Single by Jimmy McCracklin
- B-side: "I'm to Blame"
- Released: January 1958
- Genre: R&B
- Length: 2:49
- Label: Checker
- Songwriter(s): Jimmy McCracklin, Bob Garlic

Jimmy McCracklin singles chronology
| "Beer Tavern Girl" (1957) | "The Walk" (1958) | "Get Tough" (1958) |

Audio
- "The Walk" on YouTube

= The Walk (Jimmy McCracklin song) =

"The Walk" is a song written by Jimmy McCracklin and Bob Garlic and performed by McCracklin.
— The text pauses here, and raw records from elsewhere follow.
PR #439, opened 2017-05-12
Adding EntityExists function to RenderSystem

umarquez:
This function will be used to check if an entity exists (and where) into the entities slice, this will prevents entity's duplicity in the system that can causes a double render process for some entities if these was added twice.

This function could also be called from the Remove function to get the position of the entity that will be remove from the system.

### DIFF
--- a/common/render.go
+++ b/common/render.go
@@ -136,44 +136,58 @@ func addCameraSystemOnce(w *ecs.World) {
 }
 
 func (rs *RenderSystem) Add(basic *ecs.BasicEntity, render *RenderComponent, space *SpaceComponent) {
-	// Setting default shader
-	if render.shader == nil {
-		switch render.Drawable.(type) {
-		case Triangle:
-			render.shader = LegacyShader
-		case Circle:
-			render.shader = LegacyShader
-		case Rectangle:
-			render.shader = LegacyShader
-		case ComplexTriangles:
-			render.shader = LegacyShader
-		case Text:
-			render.shader = TextShader
-		default:
-			render.shader = DefaultShader
+	if rs.EntityExists(basic) == -1 {
+		// Setting default shader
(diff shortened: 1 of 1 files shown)


common/render.go
```diff
@@ -136,44 +136,58 @@ func addCameraSystemOnce(w *ecs.World) {
...
-			render.shader = LegacyShader
-		case Rectangle:
-			render.shader = LegacyShader
-		case ComplexTriangles:
-			render.shader = LegacyShader
-		case Text:
-			render.shader = TextShader
-		default:
-			render.shader = DefaultShader
+	if rs.EntityExists(basic) == -1 {
```
EtienneBruines: [Idiomatic Go](https://talks.golang.org/2013/bestpractices.slide#2) would be to put the exceptional case on the top (with a return), and then the 'regular logic' behind it. 

```go
if rs.EntityExists(basic) >= 0 {
    return
}

// Setting default shader
// ...
```

common/render.go
```diff
@@ -136,44 +136,58 @@ func addCameraSystemOnce(w *ecs.World) {
...
-		case Text:
-			render.shader = TextHUDShader
-		default:
-			render.shader = HUDShader
+// EntityExists looks if the entity is already into the System's entities. It will return the index >= 0 of the object into de rs.entities or -1 if it could not be found.
+func (rs *RenderSystem) EntityExists(basic *ecs.BasicEntity) int {
+	for index, entity := range rs.entities {
+		if entity.ID() == basic.ID() {
+			return index
+			break
```
EtienneBruines: `break` is not needed after `return`, because we're already stopping executing the loop (due to `return`).

umarquez:
@EtienneBruines Fixed!

Noofbiz:
Thank you!

PR #1, opened 2021-07-14
Initial implementation

turkenh:
Adds initial implementation for provider-kubernetes.

Provider Kubernetes enables deployment and management of arbitrary Kubernetes objects on Kubernetes clusters typically provisioned by Crossplane. In other words, it is similar to [provider-helm](https://github.com/crossplane-contrib/provider-helm) but for Kubernetes resources rather than helm packages.

For example, the following `Object` resource would create a namespace on the Kubernetes cluster configured with `providerConfigRef`.  

```
kind: Object
metadata:
  name: team-a-namespace
spec:
  forProvider:
    manifest:
      apiVersion: v1
      kind: Namespace
      metadata:
        # name in manifest is optional and defaults to Object name
        # name: some-other-name
        labels:
          example: "true"
  providerConfigRef:
    name: kubernetes-provider
```


internal/controller/object/object.go
```diff
@@ -0,0 +1,310 @@
...
+const (
+	errTrackPCUsage = "cannot track ProviderConfig usage"
+	errGetPC        = "cannot get ProviderConfig"
+	errGetCreds     = "cannot get credentials"
+	errGetObject    = "cannot get object"
+	errCreateObject = "cannot create object"
+	errApplyObject  = "cannot apply object"
+	errDeleteObject = "cannot delete object"
+
+	errNotKubernetesObject      = "managed resource is not a Object custom resource"
```
hasheddan, line 56: the biggest nitpick of all time :)
```suggestion
	errNotKubernetesObject      = "managed resource is not an Object custom resource"
```

internal/controller/object/object.go
```diff
@@ -0,0 +1,310 @@
...
+	c.logger.Debug("Updating", "resource", cr)
+
+	obj, err := getDesired(cr)
+	if err != nil {
+		return managed.ExternalUpdate{}, err
+	}
+
+	obj.SetAnnotations(map[string]string{
+		v1.LastAppliedConfigAnnotation: string(cr.Spec.ForProvider.Manifest.Raw),
+	})
```
hasheddan, line 250: @turkenh does this cause any conflict with k8s trying to set this / will k8s not do this automatically?

hasheddan (commented):
This is awesome @turkenh! All comments are minor :)

internal/controller/object/object.go
turkenh: k8s does not set this automatically rather clients like `kubectl apply` set this. I also noticed ArgoCD also sets the same.
So, no conflict as long as someone kubectl apply's on the object, which would be reverted back by the provider-kubernetes controller.

turkenh:
> This is awesome @turkenh! All comments are minor :)

thanks @hasheddan, your comments should be resolved now.

hasheddan (approved):

morningspace (commented):
Just a general comment regarding the naming: `Object`. Would it be better if we change it to something else such as `Managed` or `Managable`. The reason is that, `Object` is too generic, where in this case, the object is essentially a wrapper or a representation of the raw Kubernetes resource as a managed resource in the Crossplane world. :-)

turkenh:
> Just a general comment regarding the naming: `Object`. Would it be better if we change it to something else such as `Managed` or `Managable`. The reason is that, `Object` is too generic, where in this case, the object is essentially a wrapper or a representation of the raw Kubernetes resource as a managed resource in the Crossplane world. :-)

Thanks for your suggestion @morningspace!

I am not a 100% sure regarding `Object` either. However, I still believe it represents best what is **manages**, i.e. Kubernetes objects. `Managed` (or `Managable`) would also be too generic and also confusing in Crossplane world since it represents a category (`kubectl get managed` returns all crossplane managed resources).

Another alternative that I considered was `Resource` since we usually mention them as arbitrary Kubernetes **resources**, however, check through Kubernetes documentation I noticed `Object` better represents what we are referring here:

See [object](https://kubernetes.io/search/?q=object) vs [resource](https://kubernetes.io/search/?q=resource).

P.S.: Full API representation becomes `objects.kubernetes.crossplane.io`

morningspace:
> > Just a general comment regarding the naming: `Object`. Would it be better if we change it to something else such as `Managed` or `Managable`. The reason is that, `Object` is too generic, where in this case, the object is essentially a wrapper or a representation of the raw Kubernetes resource as a managed resource in the Crossplane world. :-)
> 
> Thanks for your suggestion @morningspace!
> 
> I am not a 100% sure regarding `Object` either. However, I still believe it represents best what is **manages**, i.e. Kubernetes objects. `Managed` (or `Managable`) would also be too generic and also confusing in Crossplane world since it represents a category (`kubectl get managed` returns all crossplane managed resources).
> 
> Another alternative that I considered was `Resource` since we usually mention them as arbitrary Kubernetes **resources**, however, checking through Kubernetes documentation I noticed `Object` better represents what we are referring here:
> 
> See [object](https://kubernetes.io/search/?q=object) vs [resource](https://kubernetes.io/search/?q=resource).
> 
> P.S.: Full API representation becomes `objects.kubernetes.crossplane.io`

Understood. Thanks for clarification. Naming is always a tricky work :-)

AaronME (approved):
The local-cluster example worked for me deploying from one kind cluster to another.

I was not able to get the out-of-cluster provider to work with the composition, but do not think that's a factor of the code.

One tiny note on repository.

Makefile
```diff
@@ -0,0 +1,102 @@
...
+# ====================================================================================
+# Setup Kubernetes tools
+KIND_VERSION = v0.11.1
+USE_HELM3 = true
+-include build/makelib/k8s_tools.mk
+
+# ====================================================================================
+# Setup Images
+
+DOCKER_REGISTRY = turkenh
```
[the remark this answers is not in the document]
turkenh: ah, good catch, thx!

PR #19, opened 2021-12-07
Add controller reference to controlled resources

### LINKED ISSUE #18: OwnerReference not added to kubernetes resources
I created a composition as attached that is just supposed to create a namespace when a `project.example.com` resource is created.

The resulting namespace is created as expected, however it doesn't have an owner reference set. That means when I delete my `project.example.com` resource, the provisioned namespace remains on the cluster.

It should have the owner reference set so that it gets cleaned up by the kubernetes garbage collector once the composite `objects.kubernetes.crossplane.io` resource is gone.

```yaml
apiVersion: apiextensions.crossplane.io/v1
kind: Composition
metadata:
  name: compositeprojects.example.com
  labels:
    provider: me
spec:
  compositeTypeRef:
    apiVersion: example.com/v1alpha1
    kind: CompositeProject
  patchSets:
  - name: metadata
    patches:
    - fromFieldPath: metadata.labels
  resources:
    - name: namespace
      base:
        kind: Object
        spec:
          forProvider:
            manifest:
              apiVersion: v1
              kind: Namespace
            metadata:
              name: ""
          providerConfigRef:
            name: kubernetes-provider
      patches:
        - type: PatchSet
          patchSetName: metadata
        - fromFieldPath: "spec.claimRef.name"
          toFieldPath: "spec.forProvider.manifest.metadata.annotations[paas.getcruise.com/repos]"
        - fromFieldPath: "spec.claimRef.name"
          toFieldPath: "spec.forProvider.manifest.metadata.name"
```

jonnylangefeld:
The `Object` resource provisions other kubernetes resources. However those resulting resources do not have an owner reference set, which leaves them abandoned on the cluster once the `Object` resource gets deleted.

This properly sets the owner reference on the controlled resource using controllerutils.SetControllerReference.

A *runtime.Scheme is needed for the function which can be optained via external.client.Scheme(). Rather than passing that *runtime.Scheme as parameter, I made `getDesired` a receiver function of `external`, so it would have direct access to it. It was a private function anyway, so no breaking changes

Fixes #18 

I have:

### DIFF
--- a/internal/controller/object/object.go
+++ b/internal/controller/object/object.go
@@ -32,6 +32,7 @@ import (
 	ctrl "sigs.k8s.io/controller-runtime"
 	"sigs.k8s.io/controller-runtime/pkg/client"
 	"sigs.k8s.io/controller-runtime/pkg/controller"
+	"sigs.k8s.io/controller-runtime/pkg/controller/controllerutil"
 
 	xpv1 "github.com/crossplane/crossplane-runtime/apis/common/v1"
 	"github.com/crossplane/crossplane-runtime/pkg/event"
@@ -191,7 +192,7 @@ func (c *external) Observe(ctx context.Context, mg resource.Managed) (managed.Ex
 
 	c.logger.Debug("Observing", "resource", cr)
 
-	desired, err := getDesired(cr)
+	desired, err := c.getDesired(cr)
 	if err != nil {
 		return managed.ExternalObservation{}, err
 	}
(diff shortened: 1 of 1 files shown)


jonnylangefeld:
Hmm I don't think this solves it as it's not possible to have a namespaced owner on a cluster resource. I'm getting this error:
`cluster-scoped resource must not have a namespace-scoped owner, owner's namespace test-namespace`

jonnylangefeld:
I don't think this fix is needed anyway: https://github.com/crossplane-contrib/provider-kubernetes/issues/18#issuecomment-987453247

PR #21, opened 2022-01-04
init commit for feature mgmt policy and reference

### LINKED ISSUE #13: Design proposal to enhance provider kubernetes with new features

This issue is aimed to track all discussions around the design proposal documented in https://github.com/morningspace/capabilities-shim/blob/main/docs/enhanced-provider-k8s.md. It adds below features to provider-kubernetes.
- Allow user to define resource management policy to instruct the provider how to manage Kubernetes resources in a fine-grained manner.
- Allow user to define resource references for an `Object` as its dependencies to retrieve values from these dependent resources at runtime and guarantee the resource rendering in a specified order. (This implements the [Generic references design](https://github.com/crossplane/crossplane/pull/2385) at provider level).

There is a reference implementation that adds the above features at: https://github.com/morningspace/provider-kubernetes/tree/capabilities-shim, which is a repository forked from here.

By implementing the above features, user can:
- Manage arbitrary Kubernetes resources using provider-kubernetes in a much fine-grained manner.
- Patch resource with values by resolving from its dependent resources.
- Guarantee both install and uninstall in specified order.

morningspace:
Signed-off-by: Ying Mo <morningspace@yahoo.com>

Fixes #13 

I have:


morningspace:
Hi @turkenh This is the initial commit for an early review. The feature has been manually tested at local and I was adding test cases to catch up the code coverage, will submit a second commit including the test cases soon.

morningspace:
Added test cases and now the coverage has been increased +26.46% :-) https://codecov.io/github/crossplane-contrib/provider-kubernetes/commit/d7bcc5a8e1aff6bad593147b0f2b95fd4af31405

apis/object/v1alpha1/types.go
```diff
@@ -74,3 +127,46 @@ type ObjectList struct {
...
+	}
+
+	toMap, err := runtime.DefaultUnstructuredConverter.ToUnstructured(to)
+	if err != nil {
+		return err
+	}
+	if err := fieldpath.Pave(toMap).SetValue(path, value); err != nil {
+		return err
+	}
+	return runtime.DefaultUnstructuredConverter.FromUnstructured(toMap, to)
```
turkenh, line 171: Seems like we can just use existing fieldpath functions, if I am not missing something.

```suggestion
	paved, err := fieldpath.PaveObject(to)
	if err != nil {
		return err
	}
	return paved.SetValue(path, value)
```

internal/controller/object/object.go
```diff
@@ -65,6 +65,13 @@ const (
 	errGetLastApplied          = "cannot get last applied"
 	errUnmarshalTemplate       = "cannot unmarshal template"
 	errFailedToMarshalExisting = "cannot marshal existing resource"
+
+	errGetReferencedResource       = "cannot get referenced resource"
+	errPatchFromReferencedResource = "cannot patch from referenced resource"
+	errResolveResourceReferences   = "cannot resolve resource references"
+
+	errFailedToAddFinalizer    = "Failed to add finalizer to referenced resource"
+	errFailedToRemoveFinalizer = "Failed to remove finalizer to referenced resource"
```
turkenh, line 74: error messages should start with lowercase.

nitpick: lets use `cannot` instead of `failed to` just for consistency

```suggestion
	errFailedToAddFinalizer    = "cannot add finalizer to referenced resource"
	errFailedToRemoveFinalizer = "cannot remove finalizer to referenced resource"
```

internal/controller/object/object.go
```diff
@@ -246,6 +243,12 @@ func (c *external) Create(ctx context.Context, mg resource.Managed) (managed.Ext
 	}
 
 	c.logger.Debug("Creating", "resource", cr)
+
+	if policy := cr.Spec.ManagementPolicy; policy == v1alpha1.ObserveDelete || policy == v1alpha1.Observe {
```
turkenh, line 247: Having a simple function to decide whether an action is allowed or not would improve readability, something like: (prefer defining an enum instead of string as input though)

```
if !isAllowedTo("Create") {

}
```

apis/object/v1alpha1/types.go
```diff
@@ -18,10 +18,61 @@ package v1alpha1
...
+)
+
+// FromObject refers to an object by Name, Kind, APIVersion, etc. It is used
+// to reference other Object or arbitrary Kubernetes resource which is either
+// cluster or namespace scoped.
+type FromObject struct {
+	// APIVersion of the referenced object.
+	APIVersion string `json:"apiVersion"`
+	// Kind of the referenced object.
+	Kind string `json:"kind"`
```
turkenh, line 51: Should we just _default_ to a Kubernetes resource by defining default APIVersion and Kind?

apis/object/v1alpha1/types.go
```diff
@@ -18,10 +18,61 @@ package v1alpha1
...
+	// Name of the referenced object.
+	Name string `json:"name"`
```
turkenh, line 53: I believe at some point we will need to add support for label selectors similar to existing crossplane references with selectors, e.g. `vpcIdSelector`, but it is totally ok (even preferable) to postpone it to later PR.

internal/controller/object/object.go
```diff
@@ -340,3 +354,160 @@ func setObserved(obj *v1alpha1.Object, observed *unstructured.Unstructured) erro
...
+		var kubeClient client.Client
+
+		if ref.FromObject.APIVersion == obj.APIVersion && ref.FromObject.Kind == obj.Kind {
+			// Object resource handled by provider on local cluster
+			kubeClient = c.localClient
+		} else {
+			// Other resource usually handled on remote cluster
+			// But could also be handled on local cluster
+			kubeClient = c.client
+		}
```
turkenh, line 375: IIUC, this seems a bit problematic to me. 
- How could we decide to use localclient by just checking if `APIVersion` and `Kind` matches for object itself and it references? 

My understanding so far is, we will always use localclient for dependencies and references. If we need to reference a remote resource, e.g. a K8S CR, we will need to create a local Object CR tracking it with Observe/ObserveDelete policy and resolve references from it.

Am I missing something, could you elaborate a bit?

internal/controller/object/object.go
```diff
@@ -340,3 +354,160 @@ func setObserved(obj *v1alpha1.Object, observed *unstructured.Unstructured) erro
...
+			return errors.Wrap(err, errGetReferencedResource)
+		}
+
+		// Patch fields if any
+		if err := ref.ApplyFromFieldPathPatch(res, obj); err != nil {
+			return errors.Wrap(err, errPatchFromReferencedResource)
+		}
+
+		// Add finalizer if not exists
+		finalizer := "object/" + string(obj.UID)
```
turkenh, line 396: a more descriptive string would be better, e.g. `kubernetes.crossplane.io/referred-by-object: <obj.UID>`

internal/controller/object/object.go
```diff
@@ -295,6 +303,12 @@ func (c *external) Delete(ctx context.Context, mg resource.Managed) error {
 	}
 
 	c.logger.Debug("Deleting", "resource", cr)
+
+	if policy := cr.Spec.ManagementPolicy; policy == v1alpha1.ObserveCreateUpdate || policy == v1alpha1.Observe {
+		c.logger.Debug("External resource should not be deleted by provider, skip updating.")
```
turkenh, line 308:
```suggestion
		c.logger.Debug("External resource should not be deleted by provider, skip deleting.")
```

internal/controller/object/object.go
```diff
@@ -340,3 +354,160 @@ func setObserved(obj *v1alpha1.Object, observed *unstructured.Unstructured) erro
...
+			c.logger.Debug(errGetReferencedResource, "error", err)
+			continue
+		}
+
+		// Remove finalizer if exists
+		finalizer := "object/" + string(obj.UID)
+		if meta.FinalizerExists(res, finalizer) {
+			meta.RemoveFinalizer(res, finalizer)
+			if err := kubeClient.Update(ctx, res); err != nil {
+				c.logger.Debug(errFailedToRemoveFinalizer, "error", err)
```
turkenh, line 444: I don't think it is a good idea to ignore error and continue, we should return it. This could cause unexpected issues which would require manual intervention. But returning error would trigger a retry and it could fix issue in the next tries, e.g. in case of a transient connectivity problem.

I would already suggest to call `removeReferenceFinalizers()` in `Delete` method instead of `isNotFound()` which would give use the possibility to return an error.

internal/controller/object/object.go
```diff
@@ -340,3 +354,160 @@ func setObserved(obj *v1alpha1.Object, observed *unstructured.Unstructured) erro
...
+			c.logger.Debug("Managed resource was deleted but external resource is undeletable.")
+			isNotFound = true
+		}
+	}
+
+	if meta.WasDeleted(obj) && isNotFound {
+		// If the external resource is not found, we should remove the finalizer
+		// that was previously added to the references of this Object, since the
+		// Object, as the dependant resource, was deleted.
+		c.removeReferenceFinalizers(ctx, obj)
```
turkenh, line 472: Better to move this to `Delete()` which would simplify this method with early returns.

internal/controller/object/object.go
```diff
@@ -340,3 +354,160 @@ func setObserved(obj *v1alpha1.Object, observed *unstructured.Unstructured) erro
...
+		c.logger.Debug("Up to date!")
+
+		// We usually set condition available after create or update is invoked.
+		// However, it will never happen when policy ObserveDelete or Observe is
+		// specified since it does not allow us to create or update the external
+		// resource. In such a case, let's set condition available explicitly if
+		// the resource has been up to date.
+		if policy == v1alpha1.ObserveDelete || policy == v1alpha1.Observe {
+			obj.Status.SetConditions(xpv1.Available())
+		}
```
turkenh, line 501: May be we should always set here, for any policy. And remove the ones under Create/Update?

turkenh (commented):
Thanks @morningspace, added couple of comments mostly around styling and nitpick.

I just have some questions for the client to use reference resolution and also a concern with ignoring errors.

apis/object/v1alpha1/types.go
```diff
@@ -18,10 +18,61 @@ package v1alpha1
...
+	// Namespace of the referenced object.
+	// +optional
+	Namespace string `json:"namespace,omitempty"`
+	// FieldPath is the path of the field on the resource whose value is to be
+	// used as input.
+	// +optional
+	FieldPath *string `json:"fieldPath,omitempty"`
```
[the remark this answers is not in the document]
morningspace: This just provides the flexibility as in some cases people might just need the dependency declaration to ensure the deployment sequence. Otherwise, people have to patch something although it might not really needed in such a case.

This is a bit similar to the idea of ["SyncWaves"](https://argo-cd.readthedocs.io/en/stable/user-guide/sync-waves/) from ArgoCD where it uses annotation to declare the dependency (no patching), but ArgoCD can only control those resources that are stored in git repository. K8s provider doesn't have this limitation.

apis/object/v1alpha1/types.go
morningspace: I found that I still need `runtime.DefaultUnstructuredConverter.FromUnstructured` at last, as I need to "dump" the modified contents from `paved` to `to`, otherwise the changes will be lost.

apis/object/v1alpha1/types.go
morningspace: Totally agree! We can do it iteratively.

internal/controller/object/object.go
morningspace: You are right! My original intention was to support both Object and arbitrary K8s CR. For remote CR, it will be captured by Object from local. So, yes, all should happen at local. I've updated the code to reflect this. It actually simplifies the code.

internal/controller/object/object.go
morningspace: Nice suggestion! Just a little variant: I replaced `:` by `-`, as I found `:` is not allowed as part of finalizer name according to the spec.

internal/controller/object/object.go
morningspace: That makes perfect sense to me. Code has been updated to reflect this.

internal/controller/object/object.go
morningspace: > I don't think it is a good idea to ignore error and continue, we should return it.

I agree.

> I would already suggest to call removeReferenceFinalizers() in Delete method instead of isNotFound()

The reason I did not put in `Delete` is because, I found the reconciler will re-queue after `Delete`, then trigger another round of `Observe` against the same Object. If we remove finalizer added to referenced resource in `Delete`, it will lead to referenced resource deleted right after that. Next time when `Observe` gets called, it will always fail at reference resolving since referenced resource has gone. So, it's too early to do so in `Delete` and we should defer it as much as possible.

Actually, I found a much better place to do such thing is where after the Object finalizer is removed which is the last good time we can hook our logic. With that, the Object will be successfully deleted, so we can safely remove the finalizers added by this Object to its dependencies.

The code has been updated to reflect this change. I used a custom `Finalizer` to replace the default implementation. Both `AddFinalizer` and `RemoveFinalizer` are covered. Now the code is much better readable.

internal/controller/object/object.go
morningspace: Code has been moved to `RemoveFinalizer()`.

apis/object/v1alpha1/types.go
morningspace: Didn't quite understand this. Do you mean to mark APIVersion and Kind as optional?

morningspace:
Code has been updated according to the review comments. Now, all newly added code has been fully covered by unit tests. :-) @turkenh

turkenh (commented):
Looking pretty good @morningspace, I think we are very close to get this merged.

I did some testing this time using the manifest I used in some of my comments and working well except minor issues I've commented.

Could you also include some examples under `examples/object` and fill the `How has this code been tested` section in PR description :)

Thanks again also for your patience during this review process!

apis/object/v1alpha1/types.go
turkenh: Indeed defaulting to provider-kubernetes `Object` makes more sense since provider-kubernetes only have permission to that type by default. For accessing other resources (on local), users would need to configure RBAC.

haarchri:
@morningspace can you check latest comments ? We really want to use this feature ;)

morningspace:
Hey @haarchri, also @turkenh, sorry for my slowness! Just want to let you know that I was stuck into some project work last week, and just resume this work yesterday. I plan to finish the code change this week that will address the last couple of review comments made by @turkenh.

apis/object/v1alpha1/types.go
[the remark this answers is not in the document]
morningspace: I like the idea of using `dependsOn` and `patchesFrom`, code has been updated to reflect this.

apis/object/v1alpha1/types.go
morningspace: Agree, let's default to provider-kubernetes `Object`.

internal/controller/object/object.go
```diff
@@ -340,3 +357,177 @@ func setObserved(obj *v1alpha1.Object, observed *unstructured.Unstructured) erro
...
+func (f *objFinalizer) AddFinalizer(ctx context.Context, res resource.Object) error {
+	obj, ok := res.(*v1alpha1.Object)
+	if !ok {
+		return errors.New(errNotKubernetesObject)
+	}
+
+	if meta.FinalizerExists(obj, objFinalizerName) {
+		return nil
+	}
+	meta.AddFinalizer(obj, objFinalizerName)
```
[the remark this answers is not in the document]
morningspace: This is because, when we call `WithFinalizer` in `Setup()` to register the custom behavior on how to add and remove finalizers to and from the managed resource:

```go
managed.WithFinalizer(&objFinalizer{client: mgr.GetClient()})
```

It will replace the default behavior defined in crossplane-runtime (pkg/resource/api.go):

```go
// AddFinalizer to the supplied Managed resource.
func (a *APIFinalizer) AddFinalizer(ctx context.Context, obj Object) error {
	if meta.FinalizerExists(obj, a.finalizer) {
		return nil
	}
	meta.AddFinalizer(obj, a.finalizer)
	return errors.Wrap(a.client.Update(ctx, obj), errUpdateObject)
}
```

I know it's not ideal, but that appears to be the best option I can see :-) Any suggestion?

apis/object/v1alpha1/types.go
```diff
@@ -74,3 +138,51 @@ type ObjectList struct {
...
+// patchFieldValueToObject, given a path, value and "to" object, will
+// apply the value to the "to" object at the given path, returning
+// any errors as they occur.
+func patchFieldValueToObject(path string, value interface{}, to runtime.Object) error {
+	paved, err := fieldpath.PaveObject(to)
+	if err != nil {
+		return err
+	}
+
+	err = paved.SetValue(path, value)
```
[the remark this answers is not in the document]
morningspace: ok, fixed.

internal/controller/object/object.go
```diff
@@ -340,3 +357,177 @@ func setObserved(obj *v1alpha1.Object, observed *unstructured.Unstructured) erro
...
+	err := f.client.Update(ctx, obj)
+	if err != nil {
+		return errors.Wrap(err, errAddFinalizer)
+	}
+
+	// Add finalizer to referenced resources if not exists
+	err = f.handleRefFinalizer(ctx, obj, func(
+		ctx context.Context, res *unstructured.Unstructured, finalizer string) error {
+		if !meta.FinalizerExists(res, finalizer) {
+			meta.AddFinalizer(res, finalizer)
```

It reached #5 on the U.S. R&B chart and #7 on the U.S. pop chart in 1958.

==Other charting versions==
- The Inmates released a version which reached #36 on the UK Singles Chart and #107 on the U.S. pop chart in 1979.

==Other versions==
- Bill Black's Combo released a version of the song on their 1962 album Movin.
- The Hamsters released a version of the song on their 2002 album They Live by Night.
- The T. Rex song "Beltane Walk" from the group's 1970 debut album T. Rex has riffs similar to "The Walk".
- Freddie King's famous instrumental "Hide Away" quotes "The Walk" in one of its choruses.
- The Steve Miller Band recorded a version of "The Walk" on their album Let Your Hair Down, which interestingly quotes the main lick from "Hide Away" on the intro.
- The Beatles rehearsed the song during their Apple sessions in January 1969. A partial recording of their version of the song was released on the 1970 bootleg Kum Back and officially on the Let It Be special edition in 2021.